One reason newspaper circulation is plummeting is because people feel a real disconnect between real life and what they see printed in their daily newspapers.
Complaints of biased and inaccurate reporting, too much emphasis on crime (when in fact crime rates are decreasing) and too little good news are encouraging people to take news-gathering into their own hands.
Enter Amy Gahran, a citizen activist in Boulder, Colorado, who is recruiting a team of volunteers to help “cover” a controversial housing development that her local newspaper, the Daily Camera, hasn’t yet covered. They will post their stories on the Daily Camera’s website as part of the newspaper’s new citizen journalism initiative known as My Town.
Other newspapers throughout the U.S. are involved with projects like this one. Citizen journalism, known as citJ, for short, includes news, features, analysis and commentary produced and published by people, including bloggers, who don’t work for newspapers. They’re simply involved citizens who want to report news in their own words and offer opinions.
If something like this had happened back where I come from—in the newsrooms of the 70s and 80s, we editors—with our bachelor’s and sometimes even master’s degrees in journalistm—would have scoffed at the very idea.
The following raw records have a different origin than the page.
PR #22015, opened 2026-04-14
fix: validate table and filters in field value search to prevent 500 errors

charliedowler:
## Bug
`POST /api/v1/projects/:projectUuid/field/:fieldId/search` returns 500 UnexpectedServerError when:
1. Request body is missing `table` — causes Knex undefined binding error
2. Request body has `filters` object without `.and` property — causes TypeError

Sentry: LIGHTDASH-BACKEND-CF9, LIGHTDASH-BACKEND-CF8

## Expected
Both cases should return 4xx validation errors, not 500.

## Reproduction
- `handles filters object without .and property gracefully`

## Evidence (before)
- `table: undefined` → unhandled Knex error (`Undefined binding(s) detected when compiling SELECT`)
- `table: ''` → silently resolves instead of rejecting (hits Knex downstream)
- `filters` without `.and` → `TypeError: Cannot read properties of undefined (reading 'filter')` at `fieldValuesQueryBuilder.ts:110`

## Fix
**Root cause:** `getFieldValuesMetricQuery` in `fieldValuesQueryBuilder.ts` did not validate that `table` is a non-empty string before passing it to `exploreResolver.findExploreByTableName()`, and accessed `filters.and` without checking `.and` exists.

**Changes:**
- Added early `!table` check that throws `ParameterError` with message `"Field value search requires a non-empty "table""` (line 54)
- Changed `if (filters)` to `if (filters?.and)` so a `filters` object missing `.and` is silently skipped instead of crashing (line 113)

Both v1 (`projectRouter`) and v2 (`AsyncQueryService.executeAsyncFieldValueSearch`) code paths use the same `getFieldValuesMetricQuery` helper, so both are hardened by this fix.

## Evidence (after)
- All 10 tests passing in `fieldValuesQueryBuilder.test.ts` — including 3 new regression tests
- typecheck / lint / test: ✅

### DIFF
--- a/packages/backend/src/services/ProjectService/fieldValuesQueryBuilder.test.ts
+++ b/packages/backend/src/services/ProjectService/fieldValuesQueryBuilder.test.ts
@@ -2,6 +2,7 @@ import {
     FilterOperator,
     NotFoundError,
     ParameterError,
+    type AndFilterGroup,
     type Explore,
 } from '@lightdash/common';
 import { getFieldValuesMetricQuery } from './fieldValuesQueryBuilder';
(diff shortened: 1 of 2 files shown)


charliedowler:

PR #22023, opened 2026-04-14
fix: validate table and filters in field value search to prevent 500s

charliedowler:
## Bug
POST `/api/v1/projects/:projectUuid/field/:fieldId/search` and `POST /api/v2/projects/:projectUuid/query/field-values` return **500 UnexpectedServerError** when:
1. Request body is missing `table` field — Knex throws `Undefined binding(s)` error
2. `filters` object is present but missing `.and` property — TypeError: `Cannot read properties of undefined (reading 'filter')`

Sentry: LIGHTDASH-BACKEND-CF9, LIGHTDASH-BACKEND-CF8

## Expected
Both cases should return 400 ParameterError with a meaningful message.

## Reproduction
- `throws ParameterError when filters is truthy but missing .and`

## Evidence (before)
- Failing tests: `packages/backend/src/services/ProjectService/fieldValuesQueryBuilder.test.ts` — see CI run for repro commit

## Fix
**Root cause**: `getFieldValuesMetricQuery` in `fieldValuesQueryBuilder.ts` had no input validation for `table` or `filters.and`:
- `table` was passed directly to `exploreResolver.findExploreByTableName()` → Knex query with undefined binding → 500
- `filters.and.filter(...)` was called when `filters` was truthy but `.and` was undefined → TypeError → 500

**Change**: Added two early validation guards at the top of `getFieldValuesMetricQuery`:
1. `if (!table)` → throws `ParameterError('Field value search requires a non-empty "table" parameter')`
2. `if (filters && !Array.isArray(filters.and))` → throws `ParameterError('Field value search "filters" must include an "and" array')`

Both v1 and v2 endpoints flow through this shared function, so both are covered.

## Evidence (after)
- All 10 tests passing: `packages/backend/src/services/ProjectService/fieldValuesQueryBuilder.test.ts`
- typecheck / lint: ✅

### DIFF
--- a/packages/backend/src/services/ProjectService/fieldValuesQueryBuilder.test.ts
+++ b/packages/backend/src/services/ProjectService/fieldValuesQueryBuilder.test.ts
@@ -2,6 +2,7 @@ import {
     FilterOperator,
     NotFoundError,
     ParameterError,
+    type AndFilterGroup,
     type Explore,
 } from '@lightdash/common';
 import { getFieldValuesMetricQuery } from './fieldValuesQueryBuilder';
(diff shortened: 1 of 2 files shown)


charliedowler:

PR #22083, opened 2026-04-17
refactor: extract navbar root element function and optimize Mantine8Provider theme handling

tatianainama:
stabilize `Mantine8Provider`props so it stops invalidating memos and ref pipelines on every render. Also updated NavBar to hoist a constant for getting the root element instead of using inline arror that generates new reference on every render 

this is part of a work to trying to solve PROD-7019

### DIFF
--- a/packages/frontend/src/components/NavBar/index.tsx
+++ b/packages/frontend/src/components/NavBar/index.tsx
@@ -57,6 +57,9 @@ const NavBarContent = ({
     );
 };
 
+const getNavBarRootElement = () =>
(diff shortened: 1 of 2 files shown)


tatianainama:
* **#22083** <a href="https://app.graphite.com/github/pr/lightdash/lightdash/22083?utm_source=stack-comment-icon" target="_blank">Graphite</a> 👈 <a href="https://app.graphite.com/github/pr/lightdash/lightdash/22083?utm_source=stack-comment-view-in-graphite" target="_blank">(View in Graphite)</a>
* `main`


<h2></h2>

PR #22371, opened 2026-04-27
fix: prevent preview projects from being set as default in `set-project`

rephus:
Closes: [https://linear.app/lightdash/issue/PROD-7126/cli-shows-the-same-preview-project-as-both-preview-and-production-in](https://linear.app/lightdash/issue/PROD-7126/cli-shows-the-same-preview-project-as-both-preview-and-production-in)

Before

set-project --uuid \<preview-uuid>:  silently overwrites context.project with the preview UUID

After

### Description:

Prevents preview projects from being stored as the default project via `set-project`, which previously caused the download prompt to display the same project under both "Preview" and "Production" labels.

**`setProject`:**

- Preview projects are now filtered out of the interactive selection list.
- When using `--uuid` or `--name`, an error is thrown if the matched project is a preview project.
- In non-interactive mode, the first non-preview project is selected instead of the first project overall.

**`selectProject`:**

- Adds a guard for misconfigured state where the stored main project UUID and preview project UUID are identical (produced by older versions of `set-project`). In this case, the project is treated as a preview only, avoiding the duplicate label issue.

Tests are added for both handlers covering the new filtering/validation behaviour and the misconfigured UUID edge case.

### DIFF
--- a/packages/cli/src/handlers/selectProject.test.ts
+++ b/packages/cli/src/handlers/selectProject.test.ts
@@ -1,0 +1,75 @@
+import { ProjectType } from '@lightdash/common';
+import { Config } from '../config';
+import { lightdashApi } from './dbt/apiClient';
+import { selectProject } from './selectProject';
+
+jest.mock('inquirer');
+jest.mock('../analytics/analytics');
+jest.mock('./dbt/apiClient', () => ({
+    lightdashApi: jest.fn(),
+}));
+jest.mock('../config', () => ({
+    unsetPreviewProject: jest.fn().mockResolvedValue(undefined),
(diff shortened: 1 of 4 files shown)


rephus:
* **#22371** <a href="https://app.graphite.com/github/pr/lightdash/lightdash/22371?utm_source=stack-comment-icon" target="_blank">Graphite</a> 👈 <a href="https://app.graphite.com/github/pr/lightdash/lightdash/22371?utm_source=stack-comment-view-in-graphite" target="_blank">(View in Graphite)</a>
* `main`


<h2></h2>

PR #22376, opened 2026-04-27
fix: calculate total using cached results in explore edit

### LINKED ISSUE #22332: [Bug] Column totals serve stale cached values in explores after underlying data changes
### Bug description

Column totals in a results table show stale values after the underlying warehouse data is updated (for example, after a `dbt run` on the model). Row values refresh correctly, but the totals row continues to display values from the previous query execution. Recreating the chart, toggling "Show column total" off/on, or dropping and re-adding metrics/dimensions does not fix it. Reproduces across browsers, so this is a backend cache issue, not React Query.

### Steps to reproduce

1. Open a project with results caching enabled (the bug is particularly easy to hit in a preview project).
2. Build a table chart in the explore view with "Show column total" enabled on a metric.
3. Run the query and note the totals value.
4. Update the underlying data in the warehouse (for example, `dbt run` to refresh the model with new rows).
5. Re-run the explore query.
6. Row values update to reflect the new data, but the column total still shows the value from step 3.

### Expected behavior

Column totals should reflect the currently displayed rows after the explore is re-run.

### Actual behavior

Column totals return stale values from the backend results cache.

### Workaround

Add any dimension filter in the explore (even one with no filter clause). This changes the generated SQL, producing a new cache key and forcing a cache miss.

### Root cause

The `/calculate-total` endpoint hits the shared results cache, and there is no way to invalidate it from the explore view:

1. `getCalculateTotalMetricQuery` (`AsyncQueryService.ts:5352`) strips `dimensions`, `sorts`, and `tableCalculations` from the query. For a data-only model change, the resulting SQL is byte-identical before and after, so the cache key is identical.
2. `calculateTotalFromQuery` (`AsyncQueryService.ts:5913`) — the explore path — does not forward `invalidateCache` to `calculateMetricQueryTotal`. Compare with `calculateTotalFromSavedChart` (`AsyncQueryService.ts:5792`), which does forward it. This asymmetry means explore totals have no escape hatch.
3. `findResultsCache` (`AsyncQueryService.ts:451`) does not exclude `QueryExecutionContext.CALCULATE_TOTAL` or explore queries, so stale entries are returned.
4. The main explore query is unaffected when dimensions or sorts are modified while debugging, which changes the SQL and produces fresh cache keys. Totals are immune to dimension changes.

### Suggested fix

Thread `invalidateCache` through `calculateTotalFromQuery` → `calculateMetricQueryTotal` so the explore "Run query" action can force a refresh of totals, matching the saved-chart path. A follow-up consideration: whether `QueryExecutionContext.CALCULATE_TOTAL` should bypass the results cache entirely in explore contexts, given how often totals SQL collides after data-only warehouse updates.

almeidabbm:
Closes: https://github.com/lightdash/lightdash/issues/22332

### Description:

Propagates the `invalidateCache` flag through the calculate-total flow so that cache invalidation behaviour is consistent between the main query and the totals row.

Previously, the `calculateTotal` endpoint always ignored the caller's cache preference. Now `invalidateCache` is included in the `CalculateTotalFromQuery` type and forwarded through `useCalculateTotal`, `useTableConfig`, `useColumns`, and both the `AsyncQueryService` and `EmbedService` backend handlers.

The `buildQueryArgs` logic was also corrected so that edit mode always forces `invalidateCache: true` (re-running a query in the explorer is an explicit user action that should bypass the cache), while view mode respects the `minimal` flag as before. The hardcoded `invalidateCache: true` that was previously applied unconditionally to all explore queries has been removed in favour of this computed value flowing from `buildQueryArgs`.

### How to test
1. Enable `RESULTS_CACHE_ENABLED`
2. Open explore
2. Select 1 dimension and 1 metric, choose table viz
3. Add column totals
4. Check the table data
5. Mutate the data and call `dbt run`
6. Check the table data again

**Data mutation**
```diff
diff --git a/examples/full-jaffle-shop-demo/dbt/models/payments.sql b/examples/full-jaffle-shop-demo/dbt/models/payments.sql
index cbe6a96b76..d556f59530 100755
--- a/examples/full-jaffle-shop-demo/dbt/models/payments.sql
+++ b/examples/full-jaffle-shop-demo/dbt/models/payments.sql
@@ -1 +1 @@
-select * from {{ ref('stg_payments') }}
+select * from {{ ref('stg_payments') }} where amount > 10
```

**Before**

Initial query
before_data_change

After changing data - notice total is the same even though the rows have changed
after_data_change

**After**

Initial query
before_data_change

After changing data
CleanShot 2026-04-27 at 12 26 41

### DIFF
--- a/packages/backend/src/ee/services/EmbedService/EmbedService.ts
+++ b/packages/backend/src/ee/services/EmbedService/EmbedService.ts
@@ -1617,6 +1617,7 @@ export class EmbedService extends BaseService {
                     query_context: QueryExecutionContext.CALCULATE_TOTAL,
                 },
                 parameters: combinedParameters,
+                invalidateCache: data.invalidateCache,
                 userAccessControls: {
                     userAttributes,
                     intrinsicUserAttributes,
--- a/packages/backend/src/generated/routes.ts
+++ b/packages/backend/src/generated/routes.ts
@@ -6802,6 +6802,7 @@ const models: TsoaRoute.Models = {
         type: {
             dataType: 'nestedObjectLiteral',
             nestedProperties: {
+                invalidateCache: { dataType: 'boolean' },
                 parameters: { ref: 'ParametersValuesMap' },
                 explore: { dataType: 'string', required: true },
                 metricQuery: { ref: 'MetricQueryRequest', required: true },
@@ -8747,11 +8748,11 @@ const models: TsoaRoute.Models = {
                                                     subSchemas: [
                                                         {
                                                             dataType: 'enum',
-                                                            enums: ['success'],
+                                                            enums: ['error'],
                                                         },
                                                         {
                                                             dataType: 'enum',
-                                                            enums: ['error'],
+                                                            enums: ['success'],
                                                         },
                                                     ],
                                                     required: true,
@@ -9267,11 +9268,11 @@ const models: TsoaRoute.Models = {
                                                     subSchemas: [
                                                         {
                                                             dataType: 'enum',
-                                                            enums: ['success'],
+                                                            enums: ['error'],
                                                         },
                                                         {
                                                             dataType: 'enum',
-                                                            enums: ['error'],
+                                                            enums: ['success'],
                                                         },
                                                     ],
                                                     required: true,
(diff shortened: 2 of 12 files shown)


almeidabbm:
* **#22376** <a href="https://app.graphite.com/github/pr/lightdash/lightdash/22376?utm_source=stack-comment-icon" target="_blank">Graphite</a> 👈 <a href="https://app.graphite.com/github/pr/lightdash/lightdash/22376?utm_source=stack-comment-view-in-graphite" target="_blank">(View in Graphite)</a>
* `main`


<h2></h2>

PR #20164, opened 2026-02-10
feat: improver tooltip hover behavior on mixed charts

joaoviana:
Closes: [PROD-2599: Bars intermittently disappear on hover in mixed bar + line chart](https://linear.app/lightdash/issue/PROD-2599/bars-intermittently-disappear-on-hover-in-mixed-bar-line-chart)

### Description:
Fixed tooltip flickering in mixed charts by implementing a state tracking mechanism that prevents redundant setOption calls. The solution:

1. Added a ref to track when item-tooltip mode is active
2. Added debouncing for mouseOut events to prevent rapid tooltip mode switching
3. Implemented cleanup for pending timeouts to avoid race conditions when moving between chart elements quickly
4. Removed unnecessary emphasis state changes that were contributing to the flickering

This change significantly improves the user experience when hovering over chart elements in mixed chart types.

PR #22384, opened 2026-04-27
fix: clear pending highlight timer and dispatch downplay on chart mouseout

rephus:
Closes: https://linear.app/lightdash/issue/PROD-7121/grouped-and-stacked-bar-charts-focus-on-a-single-series-value-gets

Before

CleanShot 2026-04-27 at 12 46 49

After

can't reproduce

 Where the bug is: packages/frontend/src/components/SimpleChart/index.tsx, in handleOnMouseOver (line 419).

  The mouseover handler explicitly dispatches eCharts.dispatchAction({ type: 'highlight', seriesIndex }) via a 100ms setTimeout (it's needed to keep
  the hover focus visible after switching the tooltip from axis mode to item mode). But there are two race conditions:

  1. The pending highlight fires after mouseout. If you hover briefly (<100ms) and leave, the setTimeout is never cancelled — it fires the highlight
  AFTER the cursor has already left.
  2. No mirror downplay. Manually-dispatched highlight bypasses ECharts' automatic mouseout downplay. So even when the highlight fires while the
  cursor is on the chart and you leave, nothing tells ECharts "release the focus".

  This was a regression from PR #20164 (commit 19123ec162, Feb 2026) — the previous code had emphasis: { disabled: true } on mouseout that cleared
  this. That PR removed it to fix tooltip flicker on mixed charts but didn't replace the highlight-clearing path.

  My fix in handleOnMouseOut:
  1. Cancel the pending highlight setTimeout (kills race #1).
  2. Dispatch { type: 'downplay' } (kills race #2).
  
---

## # Description:

Fixes a bug where a chart series would remain in a highlighted/blurred state after the cursor leaves the chart area.

When a `highlight` action is manually dispatched via `setTimeout` in the mouseover handler, ECharts' automatic `downplay` on mouseout no longer fires correctly, leaving the focused series visually stuck in an emphasized state.

To fix this:
- A `highlightTimer` ref is introduced to track the pending `highlight` dispatch. If the cursor leaves before the timer fires, the pending highlight is cancelled so it never applies.
- On mouseout, a `downplay` action is explicitly dispatched to clear any emphasis state that was already applied by a previous `highlight` dispatch.

### DIFF
--- a/packages/frontend/src/components/SimpleChart/index.tsx
+++ b/packages/frontend/src/components/SimpleChart/index.tsx
@@ -286,6 +286,10 @@ const SimpleChart: FC<SimpleChartProps> = memo(
         const mouseOverTimer = useRef<
             ReturnType<typeof setTimeout> | undefined
         >(undefined);
+        const highlightTimer = useRef<
+            ReturnType<typeof setTimeout> | undefined
+        >(undefined);
+        const hasDispatchedHighlight = useRef(false);
 
         const handleOnMouseOver = useCallback(
             (params: any) => {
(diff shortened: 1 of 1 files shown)


rephus:
* **#22384** <a href="https://app.graphite.com/github/pr/lightdash/lightdash/22384?utm_source=stack-comment-icon" target="_blank">Graphite</a> 👈 <a href="https://app.graphite.com/github/pr/lightdash/lightdash/22384?utm_source=stack-comment-view-in-graphite" target="_blank">(View in Graphite)</a>
* `main`


<h2></h2>

rephus:
Tested with mixed chart to ensure there are no regressions https://github.com/lightdash/lightdash/pull/20164

PR #22395, opened 2026-04-27
feat(audit): emit authentication audit events for ITGC compliance

sdolidze:
## Summary

Adds authentication audit logging at the auth boundary (login, logout, impersonation, per-request auth failures) so that successful and rejected access attempts are captured for ITGC compliance. These events sit outside the existing CASL audit wrapper because authentication happens before any CASL permission check.

- **Session lifecycle (success + failure):** password and OpenID login emit \`login\`/Session events; \`/logout\` emits \`logout\`/Session.
- **Per-request auth (failures only):** PAT, service-account bearer, and embed JWT failures emit \`login\` denied events. Successes are not duplicated — the CASL audit wrapper already records the resource access.
- **Impersonation:** \`startImpersonation\`/\`stopImpersonation\` emit \`impersonation_start\`/\`impersonation_stop\` events including denial reasons (feature disabled, not session auth, nested, self, no perms).

Wires \`{ ip, userAgent }\` from each entry point through to the service so the events land with request context.

## Implementation notes

- New helper \`createUnknownAuthActor()\` (in \`logging/auditLog.ts\`) builds the actor for failed-login cases where we know the email but not the user.
- \`UserService\` gets a small private \`emitAuthAuditEvent()\` helper that wraps \`logAuditEvent\` with try/catch so an audit-write failure can never break login.
- All passport strategies updated to forward IP/user-agent. \`localPassportStrategy\` now uses \`passReqToCallback: true\` (already supported by \`@types/passport-local\`).

## Test plan

- [x] \`pnpm -F backend typecheck\` clean
- [x] \`pnpm -F backend lint\` clean
- [x] \`pnpm -F backend test:dev:nowatch\` — 1073 tests pass; new tests cover allowed/denied login events for password and OpenID, and denied PAT auth
- [ ] Manual smoke: log in with password, log in with Google/Okta, log out, fail login with wrong password — confirm audit log entries
- [ ] Manual smoke: start/stop impersonation — confirm allowed and denied events
- [ ] Manual smoke: hit an endpoint with a bogus PAT / Bearer token / embed JWT — confirm denied events

### DIFF
--- a/packages/backend/src/controllers/authentication/strategies/apiKeyStrategy.ts
+++ b/packages/backend/src/controllers/authentication/strategies/apiKeyStrategy.ts
@@ -12,10 +12,17 @@ export const apiKeyPassportStrategy = ({
     new HeaderAPIKeyStrategy(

But as an article in the Christian Science Monitor has quoted Gahran as saying, “The skills involved in creating journalism are underappreciated, but they aren’t particularly rocket science.”
She and partner A. Adam Glenn, who recently left his Senior Producer position at ABC News.com, are teaming up to educate the “citizen journalists” and help the news organizations that seem to have few other options than to try to work with them. Gahran explains more about the project in this item at her own blog.
Their website is called I, Reporter, and will include a blog, a training program for citizen journalists and news organizations, workshops, educational materials and e-learning.
This is a fascinating twist in the ever-changing media landscape. This grizzled, former newspaper editor wishes them the very best.